Prompt → Nothing in the records below should be altered when they are retyped.

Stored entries
=== Section Start ===

PR #231, opened 2024-09-05
Update heading sizes and default home template

beafialho:
**Description**

Currently, the default home template looks like this if we add a post with some headings in the content:

Captura de ecrã 2024-09-05, às 16 24 05

It's not a good look that the post title is smaller than the subsequent headings from the post content.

=== Section End ===

Solution for this exercise →
PR #231, opened 2024-09-05
Update heading sizes and default home template

beafialho:
**Description**

Currently, the default home template looks like this if we add a post with some headings in the content:

Captura de ecrã 2024-09-05, às 16 24 05

It's not a good look that the post title is smaller than the subsequent headings from the post content.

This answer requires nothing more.